As far as not being able to tell apart things that other people might be able to, see if this sheds some light on my point:
The people who perceived differences in the beer really didn't know what was so different, so some of them got lucky, and they were split down the middle which one tasted better anyway. This does not call into question whether or not the beers were different. We know they were. It just barely made a difference. Give 20 people two oatmeal cookies and one chocolate chip, and 20 people will get the triangle test correctly. This means the different hops are not vastly different.

This is unlike your red/green light analogy. In beer terms, 10 people weren't sure if the light was even on or not. 11 people agreed the light was lit. Five of those people said it was red, five of them said it was green, one of them thought it was brown. This is absolute garbage data. If you weren't there to witness this traffic intersection yourself, you'd have no idea how to extrapolate this without further testing. All we can gather is that the data barely leans toward the light being illuminated.
Based on this data, do you have safe driving conditions?? Are these effective lights? Ready to install them across town?
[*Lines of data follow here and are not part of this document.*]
PR #318, opened 2017-05-31
doc (jsdoc): event documentation improvements

vcoindet:
Documentation for the events : 

- sequence-property-changed

- opacity-property-changed

- visible-property-changed

- layer-removed

- layer-added

- initialized

- layers-order-changed

- pan-changed

- orientation-changed

- range-changed

- camera-target-changed

### DIFF
--- a/src/Core/Layer/Layer.js
+++ b/src/Core/Layer/Layer.js
@@ -1,5 +1,35 @@
 import { EventDispatcher } from 'three';
 
+/**
+ * Fires when layer sequence change (meaning when the order of the layer changes in the view)
+ * @event Layer#sequence-property-changed
+ * @property new {object}
+ * @property new.sequence {number} the new value of the layer sequence
+ * @property previous {object}
+ * @property previous.sequence {number} the previous value of the layer sequence
+ * @property target {Layer} dispatched on layer
+ * @property type {string} sequence-property-changed
+*/
+/**
+ * Fires when layer opacity change
+ * @event Layer#opacity-property-changed
+ * @property new {object}
+ * @property new.opacity {object} the new value of the layer opacity
+ * @property previous {object}
+ * @property previous.opacity {object} the previous value of the layer opacity
+ * @property target {Layer} dispatched on layer
+ * @property type {string} opacity-property-changed
+*/
+/**
+ * Fires when layer visibility change
+ * @event Layer#visible-property-changed
+ * @property new {object}
+ * @property new.visible {object} the new value of the layer visibility
+ * @property previous {object}
+ * @property previous.visible {object} the previous value of the layer visibility
+ * @property target {Layer} dispatched on layer
+ * @property type {string} visible-property-changed
+*/
 
 export const defineLayerProperty = function defineLayerProperty(layer, propertyName, defaultValue, onChange) {
     const existing = Object.getOwnPropertyDescriptor(layer, propertyName);
--- a/src/Core/Prefab/GlobeView.js
+++ b/src/Core/Prefab/GlobeView.js
@@ -18,6 +18,43 @@ import { updateLayeredMaterialNodeImagery, updateLayeredMaterialNodeElevation } 
 import { globeCulling, preGlobeUpdate, globeSubdivisionControl, globeSchemeTileWMTS, globeSchemeTile1 } from '../../Process/GlobeTileProcessing';
 import BuilderEllipsoidTile from './Globe/BuilderEllipsoidTile';
 
+/**
+ * Fires when the view is completely loaded. Controls and view's functions can be called then.
+ * @event GlobeView#initialized
+ * @property target {view} dispatched on view
+ * @property type {string} initialized
+ */
+/**
+ * Fires when a layer is added
+ * @event GlobeView#layer-added
+ * @property layerId {string} the id of the layer
+ * @property target {view} dispatched on view
+ * @property type {string} layers-added
+ */
+/**
+ * Fires when a layer is removed
+ * @event GlobeView#layer-removed
+ * @property layerId {string} the id of the layer
+ * @property target {view} dispatched on view
+ * @property type {string} layers-added
+ */
+/**
+ * Fires when the layers oder has changed
+ * @event GlobeView#layers-order-changed
+ * @property new {object}
+ * @property new.sequence {array}
+ * @property new.sequence.0 {number} the new layer at position 0
+ * @property new.sequence.1 {number} the new layer at position 1
+ * @property new.sequence.2 {number} the new layer at position 2
+ * @property previous {object}
+ * @property previous.sequence {array}
+ * @property previous.sequence.0 {number} the previous layer at position 0
+ * @property previous.sequence.1 {number} the previous layer at position 1
+ * @property previous.sequence.2 {number} the previous layer at position 2
+ * @property target {view} dispatched on view
+ * @property type {string} layers-order-changed
+ */
+
 
 /**
  * Globe's EVENT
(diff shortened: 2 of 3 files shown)


src/Core/Layer/Layer.js
```diff
@@ -1,5 +1,59 @@
 import { EventDispatcher } from 'three';
 
+/**
+ * Layer's sequence (index) event
+ * @event Layer#sequence-property-changed
+ * @property sequence-property-changed {string} emit after the index of a layer has changed
```
tbroyer: From the example, it looks like the event has no property named `sequence-property-changed`, but 5 properties: `layerId`, `new`, `previous`, `target`, and `type` (and `new.sequence` and `previous.sequence`)

http://usejsdoc.org/tags-event.html

src/Core/Layer/Layer.js
```diff
@@ -1,5 +1,59 @@
...
+ * @example
+ * const layer = viewer.getLayers(l => l.id == 'layerId')[0];
+ * layer.addEventListener('sequence-property-changed', (event) => { console.log(event); });
+ * // returns:
```
tbroyer: "prints" rather than "returns"?

src/Renderer/ThreeExtended/GlobeControls.js
```diff
@@ -241,6 +241,7 @@ let enableEventPositionChanged = true;
 
 /**
  * globe controls events
+ * @event
  * @property PAN_CHANGED {string} emit after camera pan
```
tbroyer: Should those be changed to individual `@event` for each possible event (`GlobeControls#pan-changed`?), each with its own set of `@property` to document the event's properties? (instead of, or in addition to, the examples)

…and those `@property` could possibly be kept to document the _constants_ one could use (instead of the event name as string), but I think `@event` here is wrong.

vcoindet:
Modified and rebased.
WDYT now @tbroyer ?

tbroyer (approved):
Haven't verified what it'll look like in the generated doc, but this at least seem to follow the correct usage of the tags.

src/Core/Layer/Layer.js
```diff
@@ -1,5 +1,77 @@
...
+ * Layer's sequence (index) event
+ * @event Layer#sequence-property-changed
+ * @property layerId {string} the id of the layer
+ * @property new {object}
+ * @property new.sequence {number} the new value of the layer sequence
+ * @property previous {object}
+ * @property previous.sequence {number} the previous value of the layer sequence
+ * @property target {Layer} dispatched on layer
+ * @property type {string} sequence-property-changed
+ * @example
```
autra: It's nice to have examples, but imho these gives little value to the doc. It's too verbose for the gain. We can remove them.

src/Core/Layer/Layer.js
```diff
@@ -1,5 +1,77 @@
...
 
+/**
+ * Layer's sequence (index) event
+ * @event Layer#sequence-property-changed
+ * @property layerId {string} the id of the layer
+ * @property new {object}
+ * @property new.sequence {number} the new value of the layer sequence
+ * @property previous {object}
+ * @property previous.sequence {number} the previous value of the layer sequence
+ * @property target {Layer} dispatched on layer
```
autra, line 10: You don't need the layerId if layer is in target.

src/Core/Layer/Layer.js
```diff
@@ -1,5 +1,77 @@
 import { EventDispatcher } from 'three';
 
+/**
+ * Layer's sequence (index) event
```
autra: `sequence` is not really clear from an outside POV. We are talking about the order in the stack right? Maybe add a little phrase explaining that.

src/Core/Layer/Layer.js
```diff
@@ -10,7 +82,7 @@ export const defineLayerProperty = function defineLayerProperty(layer, propertyN
             { get: () => property,
                 set: (newValue) => {
                     if (property !== newValue) {
-                        const event = { type: `${propertyName}-property-changed`, previous: {}, new: {} };
+                        const event = { layerId: layer.id, type: `${propertyName}-property-changed`, previous: {}, new: {} };
```
autra: Probably not needed, see above comment

src/Core/Layer/Layer.js
```diff
@@ -1,5 +1,77 @@
...
+ * //   new: Object
+ * //       sequence:    'new sequence'
+ * //   previous: Object
+ * //       sequence:    'previous sequence'
+ * //   target: Layer
+ * //   type: "sequence-property-changed"
+ *
+*/
+/**
+ * Layer's opacity event
```
autra: > Fires when layer opacity change

src/Core/Layer/Layer.js
```diff
@@ -1,5 +1,77 @@
...
+ * //   new: Object
+ * //       opacity:    'new opacity'
+ * //   previous: Object
+ * //       opacity:    'previous opacity'
+ * //   target: Layer
+ * //   type: "opacity-property-changed"
+ *
+*/
+/**
+ * Layer's visibility event
```
autra: Fires when...

src/Core/Prefab/GlobeView.js
```diff
@@ -18,6 +18,74 @@ import { updateLayeredMaterialNodeImagery, updateLayeredMaterialNodeElevation }
 import { globeCulling, preGlobeUpdate, globeSubdivisionControl, globeSchemeTileWMTS, globeSchemeTile1 } from '../../Process/GlobeTileProcessing';
 import BuilderEllipsoidTile from './Globe/BuilderEllipsoidTile';
 
+/**
+ * Emit when the globe is initialized
```
autra: What does that exactly means? (what is initialized? What can the user expect when this fires?)

src/Core/Prefab/GlobeView.js
```diff
@@ -27,27 +95,22 @@ import BuilderEllipsoidTile from './Globe/BuilderEllipsoidTile';
  * @property COLOR_LAYERS_ORDER_CHANGED {string} emit when  color layers order change
  * @example
  * viewer.addEventListener(itowns.GLOBE_VIEW_EVENTS.LAYER_ADDED, (event) => console.log(event));
- * // or
- * viewer.addEventListener('layer-added', (event) => console.log(event));
- * // returns:
- * // Object {type: "layer-added", target: GlobeView}
+ * // prints:
```
autra: Same. These examples are trivial. Not worthy to put them here.

autra (changes requested):

src/Core/Layer/Layer.js
vcoindet: I think it's quite good to have some examples in the doc. Maybe those ones are a bit too detailed, maybe I can remove the prints part and leave just how to call the function. WDYT ?

autra: I think this example is too trivial to be interesting. Do we need to explain to js dev how to call `addEventListener`? What devs will look for is the name of the possible events, and what properties these `event` contains when they fire.

vcoindet: OK for me

vcoindet:
Rebased and ready @autra 
Regarding your comments, I also removed examples in GlobeControls.js concerning the events.

autra:
Thanks @vcoindet. What about my comment on `layerID`?

vcoindet:
Sorry, forgot to remove it from the doc !
Doing it right now

vcoindet:
done @autra

autra (approved):

autra:
Thanks! 

( for commit messages, we're following [this](https://seesparkbox.com/foundry/semantic_commit_messages), so it should be prefixed by `docs` and not doc. it's better to be exact if we want to grep the log one day)

vcoindet:
OK noticed, my mistake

When you have to split hairs over the taste of beers with "statistical significance", that should raise a red flag. It doesn't mean no one can tell a difference, but OP might not, and I don't think I would either, so my hop choice is unimportant to me.

Furthermore, let's say you had an IPA one day, and a stout the next. You'd be able to tell, from memory, that the two beers were dissimilar. If you drank two IPAs with different bittering hops a day apart, I'd be willing to wager you couldn't tell which was which. You'd like them both, and you'd only possibly prefer one over the other if you tasted them back to back. Since most people don't brew two batches at once, this will never come up, so the difference is negligible, because you'd never know if you're drinking the beer you "liked" or the one you "liked almost as much". You'd drink two or three of them, dulling your tastebuds anyway, sit by the fire and have a great night.

You can just safely buy whatever bittering hop is on special at the store, and roll with it without fearing a detrimental change to the taste of your beer. It'll be fine. RDWHAHB applies.